El desplazamiento o la retirada accidental de la sonda, así como su obstrucción se presentaron con frecuencia. El historial de accidente cerebrovascular, el puntaje superior en la escala de coma de Glasgow y la mayor edad son riesgos para el desplazamiento, mientras que la obstrucción es más frecuente en los pacientes con sonda ya al ingreso y en quienes reciben opioides en comprimidos vía sonda.

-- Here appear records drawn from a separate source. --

PR #273, opened 2021-11-23
Minikube e2e testing

### LINKED ISSUE #235: Automation to run the e2e tests on minikube
Enable the e2e tests on minikube. We used to run the e2e tests on minikube (see the travis setup for 0.7.1 release [here](https://github.com/application-stacks/runtime-component-operator/blob/c30903ee6bb1e444dc2754f8d30274ba81eaff72/.travis.yml#L29) (e2e tests on minikube)).

- [x] Delivered minikube scripts and tests to RCO
- [x] Delivered minikube scripts and tests to OLO
- [x] Run minikube tests as part of the RCO pipeline 
- [x] Run minikube tests as part of the OLO pipeline

halim-lee:

- Support e2e testing for Minikube

- [ ] User guide
- [ ] `CHANGELOG.md`

Fixes #235


halim-lee:
Ingress addon requires drivers to be something else other than "none" - the driver is docker by default. This requires a non-root user.
For `probe` test, it runs successfully through `kubectl kuttl test ...` but it fails when it's run through operator-sdk command. I removed 02-errors.yaml and it runs successfully... This seems like kuttl's problem.

bundle/tests/scorecard/minikube-kuttl/ingress/00-assert.yaml
```diff
@@ -0,0 +1,19 @@
+apiVersion: apps/v1
+kind: Deployment
+metadata:
+  name: ingress
+status:
+  readyReplicas: 1
+---
+apiVersion: extensions/v1beta1
```
leochr, line 8: operator generates ingress with apiVersion `networking.k8s.io/v1`
Is this minikube specific?

scripts/installers/install-minikube.sh
```diff
@@ -10,44 +10,53 @@ export CHANGE_MINIKUBE_NONE_USER=true
...
+  echo "****** Installing Minikube v1.21.0..."
+  curl -Lo minikube https://storage.googleapis.com/minikube/releases/v1.21.0/minikube-linux-amd64 \
+  && chmod +x minikube \
+  && sudo mv minikube /usr/local/bin/
+
 
   mkdir -p $HOME/.kube $HOME/.minikube
   touch $KUBECONFIG
-  sudo minikube start --profile=minikube --vm-driver=none --kubernetes-version=v1.18.1
+  minikube start --profile=minikube --kubernetes-version=v1.20.1
```
leochr, line 44: Let's use kubectl 1.19 since OpenShift 4.6 (Long supported version) is at that level.

leochr (commented):
@halim-lee Thanks for the PR. Looks good. Since the majority of the tests are the same between ocp and minikube, it'll be good to add script to copy the existing tests, remove the ones that are not needed for minikube (i.e. route) and then add the tests for minikube (ingress).

bundle/tests/scorecard/minikube-kuttl/ingress/00-assert.yaml
halim-lee: Hmm.. `apiVersion: extensions/v1beta1` is what gets created in the Minikube cluster when expose is set to True. Minikube lists both `networking.k8s.io/v1` and `extensions/v1beta1` as supported.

Palabras clave: Nutrición enteral; Intubación gastrointestinal; Seguridad del paciente; Efectos adversos

INTRODUCTION

Among nasoenteral tube (NET)-related complications, mechanical complications are most feared by healthcare teams because of the potential harm they may cause. Nevertheless, most studies on the subject have stuck to case reports (¹-²) or retrospective study designs (medical record reviewing) (³-⁴), or have included a reduced number of observations (⁵). Absence of robust studies precludes, for instance, estimating the actual incidence and risk factors for these complications, also known as adverse effects.

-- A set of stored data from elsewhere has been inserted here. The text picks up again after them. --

PR #291, opened 2021-11-30
Add kustomize files for 0.8.0 release

idlewis:
Also update the kustomize CRDs to pickup the most
recent changes

As per the request in issue #177


deploy/releases/0.8.0/kustomize/base/runtime-component-operator.yaml
```diff
@@ -0,0 +1,237 @@
...
+        - --enable-leader-election
+        command:
+        - /manager
+        env:
+        - name: OPERATOR_NAMESPACE
+          valueFrom:
+            fieldRef:
+              fieldPath: metadata.namespace
+        - name: WATCH_NAMESPACE
+          value: default
```
leochr, line 225: Value for WATCH_NAMESPACE can also be specified like OPERATOR_NAMESPACE. In that case the example for watching own namespace can be simplified I think.

fyi to avoid merge conflicts, Melissa has the change to update kustomize/daily/runtime-component-operator.yaml in her PR

leochr (commented):
@idlewis Thanks! Added a minor comment for the watch-own-namespace scenario. Have some questions about the watch-another-namespace scenario, let's chat tomorrow.

idlewis:
@leochr I've addressed the comments about the watch-own-namespace scenario

deploy/kustomize/daily/examples/watch-another-namespace/rco-deployment.yaml
```diff
@@ -11,3 +11,4 @@ spec:
           env:
             - name: WATCH_NAMESPACE
               value: rco-watched-ns2
+              valueFrom:
```
leochr, line 14: Since this example builds upon overlay, which already removes the `valueFrom` field, it doesn't need to be specified here again.

leochr (commented):
@idlewis Thanks for the update. One minor comment about the examples.

leochr (approved):
Looks good. Thanks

Literature reviews have shown considerable variability in the incidence of NET-related mechanical complications (⁶-⁸). Accidental traction or removal of the NET is the most frequent one, with a reported incidence of 15.3 % (⁹), 43.5 % (⁵), and 55.7 % (¹⁰) in patients who received care in emergency services, nursing wards, and intensive care units, respectively. Obstruction rates have ranged from 9 % to 35 % in the literature (⁶). Inadequate positioning of the distal end of the NET has ranged from 0.3 % to 16 %, with insertion into the trachea, lung, or pleura being most commonly described (⁷). Injuries to the nasal mucosa or epistaxis have ranged from 1.8 % to 5 % after tube insertion (⁶,⁸), whereas the diet aspiration rate resulting from inadequate positioning of the NET was 0.6 % in patients admitted to emergency services (⁹) and 15 % in elderly people (¹¹). None of the aforementioned studies assessed risk factors for NET-related mechanical complications.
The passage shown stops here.